"""

PR #3816, opened 2026-08-31
fix(worker): preserve the queued batch when the observer returns empty

cleroglu:
## The problem

`processAgentResponse` treats an empty observer response the same as a plain-text skip: it calls `confirmClaimedMessages` and the batch is gone. But those two things are not the same event.

A prose skip means the model read the batch and decided there was nothing worth recording. An empty response means the provider returned no content at all — `data.choices[0].message.content` was missing, `OpenRouterProvider` logged `Empty response from OpenRouter` and returned `{ content: '' }`. The batch was never looked at, and confirming the claim deletes work that was never observed.

The classifier's own doc comment carries the assumption this PR is challenging: `idle` is described as *"empty / whitespace-only. Benign: the SDK had nothing to say."* For a provider HTTP response, empty is not benign — it's a miss.

## What I measured

Running 13.10.2 against OpenRouter, 25–30 Aug:

| | empty responses | batches lost |
|---|---|---|
| Gemini era (17–24 Aug) | 62 | 0 *(see below)* |
| OpenRouter era (25–30 Aug) | 57 | 34 |

That's ~2.1% of calls, and 42 of 73 drops happened while the queue was non-empty. The rate of empty responses is roughly the same in both eras (0.2%–1% per call) — what changed at the provider switch was the **handling**, not the failure.

The Gemini zero is not a real zero. `forwardEmptyMessageResponse = false` meant the empty response never reached `processAgentResponse` at all; `OpenAICompatibleProvider` logged `Empty ... response, leaving queue intact` and returned. But that branch never calls `resetProcessingToPending`, so the message stayed `claimed`. Following all 297 `leaving queue intact` events forward through the logs: in 282 the hanging message was swept by the next successful turn's `confirmClaimedMessages`, and in 15 it went away with the session. Zero were actually recovered. So the Gemini branch lost the same batches — just with no log line, no counter, and no way to measure it.

## Why not just re-queue

Because `resetProcessingToPending` un-claims immediately and `SessionMessageBuffer.drain` re-yields on its very next loop turn. An unconditional reset on empty is a hot loop against the provider API. The comment in the non-XML branch is right about that risk:

> Plain-text skip responses are intentionally ignored. Re-queueing them creates an observer loop where the same low-signal batch is retried.

So this PR keeps that decision where it applies and bounds the case where it doesn't.

## The change

**`ResponseProcessor.ts`** — split `idle` out of the non-XML branch:

- `idle` → increment `consecutiveInvalidOutputs`, `resetProcessingToPending`, retry. Past `EMPTY_RESPONSE_RETRY_LIMIT` (3) the batch is dropped and the counter clears, so a provider stuck on empty can't spin.
- `prose` → unchanged. Still confirmed and dropped, still resets the counter.

This also wires up `consecutiveInvalidOutputs`, which was reset in three places and incremented in none — the breaker was written but never connected.

**`OpenAICompatibleProvider.ts` / `GeminiProvider.ts` / `OpenRouterProvider.ts`** — removed `forwardEmptyMessageResponse`. Its own doc comment said it exists only to "preserve that per-provider divergence", and the divergence was strictly worse on the Gemini side (silent hanging claim). Both providers now go through the one path that owns this decision.

**Claude/SDK path** is unaffected in practice. `buildHardenedSdkOptions` runs the Observer with `tools: []`, so an assistant message with only `tool_use` blocks can't occur; an empty `textContent` there means the same failure and gets the same treatment.

## Tests

`tests/worker/agents/response-processor.test.ts`: the existing empty-response test asserted the old drop behaviour and is updated. Added coverage for whitespace-only input, the retry ceiling and its counter reset, recovery on a valid XML response, and that a prose skip does not accumulate toward the empty limit.

```
bun test        2249 pass, 15 skip, 0 fail
tsc --noEmit    clean
```

### DIFF
--- a/src/services/worker-types.ts
+++ b/src/services/worker-types.ts
@@ -25,9 +25,11 @@ export interface ActiveSession {
   currentProvider: 'claude' | 'gemini' | 'openrouter' | null;
   consecutiveRestarts: number;
   /**
-   * Legacy invalid-output counter. Ordinary non-XML observer output is now
-   * confirmed as a no-op and resets this to 0 so skip acknowledgements never
-   * accumulate respawn debt.
+   * Consecutive empty observer responses. Each one preserves the queued batch
+   * and retries; past EMPTY_RESPONSE_RETRY_LIMIT the batch is dropped so a
+   * provider stuck on empty cannot loop. Any parseable output — and any prose
+   * skip acknowledgement, which is a deliberate no-op rather than a miss —
+   * resets this to 0.
    */
   consecutiveInvalidOutputs: number;
   forceInit?: boolean;
--- a/src/services/worker/GeminiProvider.ts
+++ b/src/services/worker/GeminiProvider.ts
@@ -220,7 +220,6 @@ interface GeminiConfig {
 export class GeminiProvider extends OpenAICompatibleProvider<GeminiConfig> {
   protected readonly providerName = 'Gemini';
   protected readonly syntheticIdPrefix = 'gemini';
-  protected readonly forwardEmptyMessageResponse = false;
 
   constructor(dbManager: DatabaseManager, sessionManager: SessionManager) {
     super(dbManager, sessionManager);
--- a/src/services/worker/OpenAICompatibleProvider.ts
+++ b/src/services/worker/OpenAICompatibleProvider.ts
@@ -44,13 +44,6 @@ export abstract class OpenAICompatibleProvider<TConfig extends { apiKey: string;
   protected abstract readonly providerName: string;
   /** Prefix for the synthetic memorySessionId (e.g. 'gemini', 'openrouter'). */
   protected abstract readonly syntheticIdPrefix: string;
-  /**
-   * When a query returns empty content for an observation/summary message:
-   * OpenRouter still calls processAgentResponse('') (forwards the empty batch
-   * to the parser/recovery path); Gemini skips it and logs a warning. This flag
-   * preserves that per-provider divergence.
-   */
-  protected abstract readonly forwardEmptyMessageResponse: boolean;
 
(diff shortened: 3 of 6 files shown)


cleroglu:
Closing this for now — withdrawing to re-scope on my side. Sorry for the noise.

cleroglu:
Follow-up for anyone who finds this later: please don't cherry-pick it as-is. The PR body contains a claim I have since disproved.

After closing, I measured which providers actually produce the empty responses this patch reacts to, across 38 days of local worker logs (`outputClass=idle` drops, by agent):

| agent | idle drops |
|---|---|
| SDK (Claude) | 17,605 |
| OpenRouter | 43 |
| Gemini | 0 |

So "The Claude path is unaffected in practice" is wrong. I had reasoned from `buildHardenedSdkOptions` running the Observer with `tools: []` that a text-less assistant message cannot occur. That misses the actual mechanism: `textContent` is built by filtering `content` for `type === 'text'` blocks only, so any assistant message carrying only thinking blocks reaches `processAgentResponse` as `''`. On the Claude path that is a routine streaming artifact, not a failed batch. This patch would re-queue on it hundreds of times a day and hammer the API.

The ratio in the same data makes the mechanism visible: 17,605 empty vs 895 valid-XML responses on the SDK path.

The underlying issue is still real, and narrower than I wrote it. An empty HTTP body from an OpenAI-compatible provider is a genuine miss and dropping the batch loses work the model never saw. But the retry branch has to be gated to that case, not to every non-parseable empty string. My local sample for that case is 43 events over 38 days, which is too small to size a retry limit from, so I am measuring first.

I'll open a fresh PR if and when I have the gated version plus data to justify the limit. Apologies for the noise.

PR #3827, opened 2026-08-31
fix(installer): put the provider choice first and collapse the browser trip

thedotmack:
## The story

The Aug 31 OAuth rewrite inverted the funnel. Mandatory browser login was placed **before** the value proposition, so a free, open-source plugin demanded GitHub/Google OAuth before it would finish installing. Having made login mandatory, the code then correctly noticed it couldn't pitch on a mandatory step — so the pitch moved *after* the wall, splitting one offer across three surfaces.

"""

What to do —
Throughout the material above, find every line holding "export" and copy it.

Task response —
@@ -25,9 +25,11 @@ export interface ActiveSession {
 export class GeminiProvider extends OpenAICompatibleProvider<GeminiConfig> {
@@ -44,13 +44,6 @@ export abstract class OpenAICompatibleProvider<TConfig extends { apiKey: string;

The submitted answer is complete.